Potassium ion (K+) channels regulate the membrane potential in smooth muscle cells. Efflux of K+ due to the opening of K+ channels in vascular smooth muscle cause membrane hyperpolarization [16]. The closure of voltage-gated calcium channel (VDCC) leads to a reduction in extracellular Ca2+ entry and cause vasorelaxation [17]. Our present study showed that, at 2.0 mg of WF-LPWE significantly inhibited the contraction induced by potassium chloride (KCl) at 30–90 mM, suggesting that the opening of K+ channels involved in the vasorelaxant effects only at higher dose of WF-LPWE. Furthermore, the vasorelaxant effect of WF-LPWE did not significantly inhibited by glibenclamide, a non-specific ATP-sensitive K+ channel blocker. Therefore, our finding suggested that the vasorelaxant effect of WF-LPWE was much lesser contributed by VDCC rather the ROCC.

Both, α1-adrenergic and β-adrenergic antagonist, prazosin and propranolol, were respectively found to have no significant influence on the WF-LPWE induced relaxation, suggesting that adrenergic receptors-blockade is not a factor in the reduction of PE-mediated contraction by WF-LPWE.
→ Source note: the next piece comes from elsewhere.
PR #309, opened 2022-02-18
New function: freedv_set_fmin_fmax

DJ2LS:
My first freedv api function :partying_face: 

### New api function for **setting fmin and fmax** for OFDM modems.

L. pumila contains several bioactive compounds that contribute to the pharmacological properties associated with cardiovascular activities. Previous study by Yusoff and Mohamud, (2011) reported that gallic acid, a well-known antioxidant had been identified in the water extract of L. pumila var. alata [7]. Furthermore, study had demonstrated that gallic acid possessed both, endothelium-dependent vasorelaxant and antihypertensive activities. Gallic acid may have a synergic therapeutic effect on vascular diseases associated with endothelial dysfunction and hypertension [18]. In our study, reverse-phase HPLC was used to identify the biomarker compounds that may contribute to vasorelaxant effect of WF-LPWE and revealed the presence of two biomarker compounds; there were gallic acid and catechin. Thus, we believed that the vasorelaxant effect exhibited by WF-LPWE in our study was contributed of these two biomarker compounds. Recently, Jin et al. (2017) suggested that gallic acid may have promising therapeutic effect on cardiovascular diseases, such as hypertension and cardiac hypertrophy based on their study that gallic acid potentially lowered systolic blood pressure in rats with essential hypertension through inhibition of vascular contractility and reducing aortic wall thickness [19].

Conclusion

The inhibitory effects of WF-LPWE on the contractions induced by Ca2+ release from the intracellular sarcoplasmic store and the Ca2+ influx of extracellular calcium suggests a calcium channel blockade of ROCC involved in the vasorelaxation process. Therefore, WF-LPWE exerts its vasorelaxant effect possibly by inhibiting the release of calcium from intracellular calcium stores, antagonising the receptor-operated calcium channels, and inhibiting formation of inositol 1,4,5-triphosphate. WF-LPWE vasorelaxant effect is mediated via NO-independent direct involvement of sGC/cyclic GMP pathway. Gallic acid and catechin might have been playing important roles for the vasorelaxation activities of WF-LPWE.

Conflicts of interest

We wish to inform that there is no known conflict of interest associated with this publication.